• **Exercise brief**: Each entry in the block below needs to be copied out exactly.

(Stored data entries)
..........
PR #5537, opened 2017-10-22
PR: Add clear button to find comboboxes

### LINKED ISSUE #5373: Add Clear button to (find) entry boxes

Recently I searched for a lot of strings – one after the other. They all came from an electronic document, so I could use copy'n'paste. Since I work on Linux, I just selected the search strings by double clicking it and wanted to paste them with a middle click into the find box. But the box was still populated with the search string from the previous search. This string had to be deleted first. Selecting it and middle click obviously does not work, so had to click into the entry box, switch to the keyboard (CTRL-A, DEL) and paste again with the mouse.

It would have been so much quicker if there were a "Clear search box" button as you can now see nearly everywhere.

Could you please provide such a button in every search box (I can come up with four: The _Editor_ has Find, Find + Replace, the _Find in files_ has one, _Help_ another, but there might be more.) Maybe other entry boxes can also gain from a Clear button?

* Spyder Version: 3.2.3 
* Python Version: 3.5.2 64bits
* Qt Version: 5.5.1
* PyQt Version: 5.5.1
* Operating system: Linux Mint 18.1

## Dependencies

and paste the contents below:
psutil >=0.3     :  5.3.1 (OK)
sympy >=0.7.3    :  1.0 (OK)

timhoffm:
Fixes #5373

### DIFF
--- a/spyder/widgets/comboboxes.py
+++ b/spyder/widgets/comboboxes.py
@@ -135,6 +135,8 @@ class PatternComboBox(BaseComboBox):
     def __init__(self, parent, items=None, tip=None,
                  adjust_to_minimum=True):
         BaseComboBox.__init__(self, parent)
+        if hasattr(self.lineEdit(), 'setClearButtonEnabled'):  # only Qt >= 5.2
+            self.lineEdit().setClearButtonEnabled(True)
         if adjust_to_minimum:
             self.setSizeAdjustPolicy(QComboBox.AdjustToMinimumContentsLength)
         self.setSizePolicy(QSizePolicy.Expanding, QSizePolicy.Fixed)


spyder/widgets/comboboxes.py
```diff
@@ -135,6 +135,8 @@ class PatternComboBox(BaseComboBox):
     def __init__(self, parent, items=None, tip=None,
                  adjust_to_minimum=True):
         BaseComboBox.__init__(self, parent)
+        if hasattr(self.lineEdit(), 'setClearButtonEnabled'):  # only Qt >= 5.2
```
ccordoba12: Given that this only works for `Qt > = 5.2`, you need to enclose the lines you added in

```python
if PYQT5:
    ...
```

where `PYQT5` can be imported like this


```python
from qtpy import PYQT5
```

timhoffm: The `if hasattr()` serves exactly that purpose: Only use this feature if available. This should work without explicity checking a Qt version.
..........
• **Solution to the exercise**:
PR #5537, opened 2017-10-22
PR: Add clear button to find comboboxes

### LINKED ISSUE #5373: Add Clear button to (find) entry boxes

Recently I searched for a lot of strings – one after the other. They all came from an electronic document, so I could use copy'n'paste. Since I work on Linux, I just selected the search strings by double clicking it and wanted to paste them with a middle click into the find box. But the box was still populated with the search string from the previous search. This string had to be deleted first. Selecting it and middle click obviously does not work, so had to click into the entry box, switch to the keyboard (CTRL-A, DEL) and paste again with the mouse.

It would have been so much quicker if there were a "Clear search box" button as you can now see nearly everywhere.

Could you please provide such a button in every search box (I can come up with four: The _Editor_ has Find, Find + Replace, the _Find in files_ has one, _Help_ another, but there might be more.) Maybe other entry boxes can also gain from a Clear button?

* Spyder Version: 3.2.3 
* Python Version: 3.5.2 64bits
* Qt Version: 5.5.1
* PyQt Version: 5.5.1
* Operating system: Linux Mint 18.1

## Dependencies

and paste the contents below:
psutil >=0.3     :  5.3.1 (OK)
sympy >=0.7.3    :  1.0 (OK)

timhoffm:
Fixes #5373

### DIFF
--- a/spyder/widgets/comboboxes.py
+++ b/spyder/widgets/comboboxes.py
@@ -135,6 +135,8 @@ class PatternComboBox(BaseComboBox):
     def __init__(self, parent, items=None, tip=None,
                  adjust_to_minimum=True):
         BaseComboBox.__init__(self, parent)
+        if hasattr(self.lineEdit(), 'setClearButtonEnabled'):  # only Qt >= 5.2
+            self.lineEdit().setClearButtonEnabled(True)
         if adjust_to_minimum:
             self.setSizeAdjustPolicy(QComboBox.AdjustToMinimumContentsLength)
         self.setSizePolicy(QSizePolicy.Expanding, QSizePolicy.Fixed)


spyder/widgets/comboboxes.py
```diff
@@ -135,6 +135,8 @@ class PatternComboBox(BaseComboBox):
     def __init__(self, parent, items=None, tip=None,
                  adjust_to_minimum=True):
         BaseComboBox.__init__(self, parent)
+        if hasattr(self.lineEdit(), 'setClearButtonEnabled'):  # only Qt >= 5.2
```
ccordoba12: Given that this only works for `Qt > = 5.2`, you need to enclose the lines you added in

```python
if PYQT5:
    ...
```

where `PYQT5` can be imported like this


```python
from qtpy import PYQT5
```

timhoffm: The `if hasattr()` serves exactly that purpose: Only use this feature if available. This should work without explicity checking a Qt version.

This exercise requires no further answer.